Genugtuung für die Opfer

Für die Angehörigen der Ermordeten freilich, die so viele Tage im Gerichtssaal saßen, Tränen der Trauer und der Wut weinten, ist der Urteilsspruch eine Genugtuung, eine späte Sühne, ein Stück Respekt für die Menschen, die ihnen nahestanden und so unermessliche Qualen erlitten haben. Und es gibt noch eine Botschaft: Der Fall Demjanjuk zeigt den Massenmördern von heute, dass es kein Entrinnen gibt, dass sich niemand sicher sein kann, auch nicht nach Jahren.

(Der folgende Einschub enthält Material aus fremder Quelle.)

PR #3, opened 2025-10-28
Delete toggle subtask

winnwy:


blotztask-api/Modules/Tasks/Controllers/SubTaskController.cs
```diff
@@ -50,4 +49,16 @@ public async Task<IActionResult> ReplaceSubtasks(
...
 
+    [HttpDelete("subtasks/{subtaskId}")]
+    public async Task<IActionResult> DeleteSubtask(int subtaskId, CancellationToken ct)
+    {
+        var command = new DeleteSubtaskCommand { SubtaskId = subtaskId };
+        var deleted = await deleteSubtaskCommandHandler.Handle(command, ct);
+        if (deleted == null)
+        {
+            return NotFound("Subtask not found");
+        }
```
sol-wizard: why the check is in controller layer?

blotztask-api/Modules/Tasks/Commands/SubTasks/DeleteSubtask.cs
```diff
@@ -0,0 +1,27 @@
...
+
+public class DeleteSubtaskCommandHandler(BlotzTaskDbContext db, ILogger<DeleteSubtaskCommandHandler> logger)
+{
+    public async Task<string?> Handle(DeleteSubtaskCommand command, CancellationToken ct = default)
+    {
+        var subtaskToDelete = await db.Subtasks.FindAsync(command.SubtaskId, ct);
+        if (subtaskToDelete == null)
+        {
+            return null;
+        }
```
sol-wizard, line 21: if not found you should throw error not return null

sol-wizard (changes requested):

blotztask-api/Modules/Tasks/Domain/Entities/Subtask.cs
```diff
@@ -7,9 +7,9 @@ public class Subtask
     public required string Title { get; set; }
     public string? Description { get; set; }
     public TimeSpan? Duration { get; set; }
-    public int Order { get; init; }
+    public int Order { get; set; }
     public bool IsDone { get; set; }
-    public DateTime CreatedAt { get; init; }     
+    public DateTime CreatedAt { get; init; }
```
sol-wizard, line 12: you changed entity, do you do a migrations?

sol-wizard (changes requested):

sol-wizard (approved):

Nur eines ist der jetzt zu Ende gegangen Prozess nicht: Das letzte NS-Verfahren. Bei der Schwerpunktstaatsanwaltschaft Dortmund sind noch 18 Ermittlungsverfahren anhängig. Und während über John Demjanjuk jetzt in München das Urteil gesprochen wurde sitzt ein paar Kilometer weiter ein von den Niederlanden rechtskräftig verurteilter Kriegsverbrecher und verbringt unbehelligt einen ruhigen Lebensabend. Deutschland schiebt ihn nicht ab. Das zeigt die ganze Absurdität. Aber es zeigt auch: Die Geschichte ist noch nicht zu Ende.